[Stored data entries]

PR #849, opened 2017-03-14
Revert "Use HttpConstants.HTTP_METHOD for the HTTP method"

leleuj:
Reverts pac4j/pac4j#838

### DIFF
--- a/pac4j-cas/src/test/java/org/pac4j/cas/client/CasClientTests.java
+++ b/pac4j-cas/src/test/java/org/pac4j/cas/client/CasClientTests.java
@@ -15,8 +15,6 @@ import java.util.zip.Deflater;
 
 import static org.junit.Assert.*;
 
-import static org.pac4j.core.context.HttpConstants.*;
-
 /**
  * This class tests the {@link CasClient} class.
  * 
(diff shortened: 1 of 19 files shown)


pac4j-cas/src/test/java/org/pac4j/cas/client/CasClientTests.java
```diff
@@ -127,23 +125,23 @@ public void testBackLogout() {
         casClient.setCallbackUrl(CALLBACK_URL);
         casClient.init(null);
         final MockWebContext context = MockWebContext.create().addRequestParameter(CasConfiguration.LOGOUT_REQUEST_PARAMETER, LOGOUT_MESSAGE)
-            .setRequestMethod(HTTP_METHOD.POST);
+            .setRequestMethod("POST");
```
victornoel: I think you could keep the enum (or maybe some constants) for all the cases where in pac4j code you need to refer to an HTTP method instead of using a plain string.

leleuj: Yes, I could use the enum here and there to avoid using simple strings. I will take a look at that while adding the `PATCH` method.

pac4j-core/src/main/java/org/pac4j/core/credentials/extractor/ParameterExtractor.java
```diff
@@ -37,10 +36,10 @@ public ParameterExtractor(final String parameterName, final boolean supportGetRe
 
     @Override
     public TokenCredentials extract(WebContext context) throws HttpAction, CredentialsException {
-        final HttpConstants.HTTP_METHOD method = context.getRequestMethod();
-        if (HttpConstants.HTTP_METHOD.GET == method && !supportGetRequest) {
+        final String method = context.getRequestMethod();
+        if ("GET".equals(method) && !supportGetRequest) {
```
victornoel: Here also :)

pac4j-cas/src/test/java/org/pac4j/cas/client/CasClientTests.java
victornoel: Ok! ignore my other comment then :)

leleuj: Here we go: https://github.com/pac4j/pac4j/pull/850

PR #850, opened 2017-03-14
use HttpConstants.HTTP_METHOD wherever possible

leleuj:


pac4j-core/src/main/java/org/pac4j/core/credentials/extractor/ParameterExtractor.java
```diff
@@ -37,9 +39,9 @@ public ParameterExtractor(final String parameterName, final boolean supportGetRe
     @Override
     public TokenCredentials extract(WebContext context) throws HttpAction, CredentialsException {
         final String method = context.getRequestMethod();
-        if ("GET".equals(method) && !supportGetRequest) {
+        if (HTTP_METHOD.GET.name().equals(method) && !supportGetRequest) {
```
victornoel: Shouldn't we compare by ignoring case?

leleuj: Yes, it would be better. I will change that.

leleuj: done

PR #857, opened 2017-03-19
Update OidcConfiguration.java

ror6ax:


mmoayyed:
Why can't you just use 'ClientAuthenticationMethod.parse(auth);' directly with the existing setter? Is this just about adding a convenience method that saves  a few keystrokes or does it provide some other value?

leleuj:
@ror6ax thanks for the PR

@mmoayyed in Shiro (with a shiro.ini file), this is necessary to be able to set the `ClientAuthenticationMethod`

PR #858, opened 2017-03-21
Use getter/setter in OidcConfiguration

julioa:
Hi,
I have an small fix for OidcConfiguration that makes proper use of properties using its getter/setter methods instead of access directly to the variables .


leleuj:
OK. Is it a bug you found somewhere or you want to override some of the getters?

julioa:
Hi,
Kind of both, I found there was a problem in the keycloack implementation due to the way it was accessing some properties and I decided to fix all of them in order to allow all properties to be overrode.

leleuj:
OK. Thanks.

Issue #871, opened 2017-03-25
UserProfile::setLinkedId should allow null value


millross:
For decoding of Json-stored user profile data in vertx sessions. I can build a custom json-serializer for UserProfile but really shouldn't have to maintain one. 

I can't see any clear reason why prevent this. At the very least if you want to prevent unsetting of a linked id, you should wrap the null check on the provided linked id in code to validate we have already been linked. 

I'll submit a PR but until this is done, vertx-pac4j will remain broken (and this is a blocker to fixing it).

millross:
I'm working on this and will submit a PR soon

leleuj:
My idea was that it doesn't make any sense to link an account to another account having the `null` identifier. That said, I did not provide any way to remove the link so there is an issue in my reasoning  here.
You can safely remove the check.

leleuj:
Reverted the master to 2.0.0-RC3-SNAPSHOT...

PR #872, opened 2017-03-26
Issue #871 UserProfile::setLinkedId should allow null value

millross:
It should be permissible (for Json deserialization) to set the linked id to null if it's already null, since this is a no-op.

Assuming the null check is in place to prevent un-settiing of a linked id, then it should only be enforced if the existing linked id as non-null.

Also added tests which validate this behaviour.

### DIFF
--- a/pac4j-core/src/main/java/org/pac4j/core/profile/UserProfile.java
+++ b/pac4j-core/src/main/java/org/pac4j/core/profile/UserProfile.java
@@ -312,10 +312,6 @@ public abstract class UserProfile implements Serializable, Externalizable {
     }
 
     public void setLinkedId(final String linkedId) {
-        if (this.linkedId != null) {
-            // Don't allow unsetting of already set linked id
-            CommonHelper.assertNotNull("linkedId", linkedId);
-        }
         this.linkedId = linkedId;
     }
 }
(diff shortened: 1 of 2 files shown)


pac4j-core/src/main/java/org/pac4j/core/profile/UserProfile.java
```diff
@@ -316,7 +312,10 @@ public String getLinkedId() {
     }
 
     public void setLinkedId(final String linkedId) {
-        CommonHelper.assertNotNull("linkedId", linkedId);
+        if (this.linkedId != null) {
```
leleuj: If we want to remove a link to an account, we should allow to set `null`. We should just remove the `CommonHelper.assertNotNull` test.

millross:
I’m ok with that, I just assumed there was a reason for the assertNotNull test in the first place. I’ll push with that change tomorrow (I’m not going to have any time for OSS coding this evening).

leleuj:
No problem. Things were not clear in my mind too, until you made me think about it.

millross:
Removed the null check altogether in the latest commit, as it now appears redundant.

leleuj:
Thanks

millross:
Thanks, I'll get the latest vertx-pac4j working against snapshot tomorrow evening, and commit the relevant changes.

* [Your goal]: The entries above should be copied out exactly, with none left out.

* [Solution for this task]:
PR #849, opened 2017-03-14
Revert "Use HttpConstants.HTTP_METHOD for the HTTP method"

leleuj:
Reverts pac4j/pac4j#838

### DIFF
--- a/pac4j-cas/src/test/java/org/pac4j/cas/client/CasClientTests.java
+++ b/pac4j-cas/src/test/java/org/pac4j/cas/client/CasClientTests.java
@@ -15,8 +15,6 @@ import java.util.zip.Deflater;
 
 import static org.junit.Assert.*;
 
-import static org.pac4j.core.context.HttpConstants.*;
-
 /**
  * This class tests the {@link CasClient} class.
  * 
(diff shortened: 1 of 19 files shown)


pac4j-cas/src/test/java/org/pac4j/cas/client/CasClientTests.java
```diff
@@ -127,23 +125,23 @@ public void testBackLogout() {
         casClient.setCallbackUrl(CALLBACK_URL);
         casClient.init(null);
         final MockWebContext context = MockWebContext.create().addRequestParameter(CasConfiguration.LOGOUT_REQUEST_PARAMETER, LOGOUT_MESSAGE)
-            .setRequestMethod(HTTP_METHOD.POST);
+            .setRequestMethod("POST");
```
victornoel: I think you could keep the enum (or maybe some constants) for all the cases where in pac4j code you need to refer to an HTTP method instead of using a plain string.

leleuj: Yes, I could use the enum here and there to avoid using simple strings. I will take a look at that while adding the `PATCH` method.

pac4j-core/src/main/java/org/pac4j/core/credentials/extractor/ParameterExtractor.java
```diff
@@ -37,10 +36,10 @@ public ParameterExtractor(final String parameterName, final boolean supportGetRe
 
     @Override
     public TokenCredentials extract(WebContext context) throws HttpAction, CredentialsException {
-        final HttpConstants.HTTP_METHOD method = context.getRequestMethod();
-        if (HttpConstants.HTTP_METHOD.GET == method && !supportGetRequest) {
+        final String method = context.getRequestMethod();
+        if ("GET".equals(method) && !supportGetRequest) {
```
victornoel: Here also :)

pac4j-cas/src/test/java/org/pac4j/cas/client/CasClientTests.java
victornoel: Ok! ignore my other comment then :)

leleuj: Here we go: https://github.com/pac4j/pac4j/pull/850

PR #850, opened 2017-03-14
use HttpConstants.HTTP_METHOD wherever possible

leleuj:


pac4j-core/src/main/java/org/pac4j/core/credentials/extractor/ParameterExtractor.java
```diff
@@ -37,9 +39,9 @@ public ParameterExtractor(final String parameterName, final boolean supportGetRe
     @Override
     public TokenCredentials extract(WebContext context) throws HttpAction, CredentialsException {
         final String method = context.getRequestMethod();
-        if ("GET".equals(method) && !supportGetRequest) {
+        if (HTTP_METHOD.GET.name().equals(method) && !supportGetRequest) {
```
victornoel: Shouldn't we compare by ignoring case?

leleuj: Yes, it would be better. I will change that.

leleuj: done

PR #857, opened 2017-03-19
Update OidcConfiguration.java

ror6ax:


mmoayyed:
Why can't you just use 'ClientAuthenticationMethod.parse(auth);' directly with the existing setter? Is this just about adding a convenience method that saves  a few keystrokes or does it provide some other value?

leleuj:
@ror6ax thanks for the PR

@mmoayyed in Shiro (with a shiro.ini file), this is necessary to be able to set the `ClientAuthenticationMethod`

PR #858, opened 2017-03-21
Use getter/setter in OidcConfiguration

julioa:
Hi,
I have an small fix for OidcConfiguration that makes proper use of properties using its getter/setter methods instead of access directly to the variables .


leleuj:
OK. Is it a bug you found somewhere or you want to override some of the getters?

julioa:
Hi,
Kind of both, I found there was a problem in the keycloack implementation due to the way it was accessing some properties and I decided to fix all of them in order to allow all properties to be overrode.

leleuj:
OK. Thanks.

Issue #871, opened 2017-03-25
UserProfile::setLinkedId should allow null value


millross:
For decoding of Json-stored user profile data in vertx sessions. I can build a custom json-serializer for UserProfile but really shouldn't have to maintain one. 

I can't see any clear reason why prevent this. At the very least if you want to prevent unsetting of a linked id, you should wrap the null check on the provided linked id in code to validate we have already been linked. 

I'll submit a PR but until this is done, vertx-pac4j will remain broken (and this is a blocker to fixing it).

millross:
I'm working on this and will submit a PR soon

leleuj:
My idea was that it doesn't make any sense to link an account to another account having the `null` identifier. That said, I did not provide any way to remove the link so there is an issue in my reasoning  here.
You can safely remove the check.

leleuj:
Reverted the master to 2.0.0-RC3-SNAPSHOT...

PR #872, opened 2017-03-26
Issue #871 UserProfile::setLinkedId should allow null value

millross:
It should be permissible (for Json deserialization) to set the linked id to null if it's already null, since this is a no-op.

Assuming the null check is in place to prevent un-settiing of a linked id, then it should only be enforced if the existing linked id as non-null.

Also added tests which validate this behaviour.

### DIFF
--- a/pac4j-core/src/main/java/org/pac4j/core/profile/UserProfile.java
+++ b/pac4j-core/src/main/java/org/pac4j/core/profile/UserProfile.java
@@ -312,10 +312,6 @@ public abstract class UserProfile implements Serializable, Externalizable {
     }
 
     public void setLinkedId(final String linkedId) {
-        if (this.linkedId != null) {
-            // Don't allow unsetting of already set linked id
-            CommonHelper.assertNotNull("linkedId", linkedId);
-        }
         this.linkedId = linkedId;
     }
 }
(diff shortened: 1 of 2 files shown)


pac4j-core/src/main/java/org/pac4j/core/profile/UserProfile.java
```diff
@@ -316,7 +312,10 @@ public String getLinkedId() {
     }
 
     public void setLinkedId(final String linkedId) {
-        CommonHelper.assertNotNull("linkedId", linkedId);
+        if (this.linkedId != null) {
```
leleuj: If we want to remove a link to an account, we should allow to set `null`. We should just remove the `CommonHelper.assertNotNull` test.

millross:
I’m ok with that, I just assumed there was a reason for the assertNotNull test in the first place. I’ll push with that change tomorrow (I’m not going to have any time for OSS coding this evening).

leleuj:
No problem. Things were not clear in my mind too, until you made me think about it.

millross:
Removed the null check altogether in the latest commit, as it now appears redundant.

leleuj:
Thanks

millross:
Thanks, I'll get the latest vertx-pac4j working against snapshot tomorrow evening, and commit the relevant changes.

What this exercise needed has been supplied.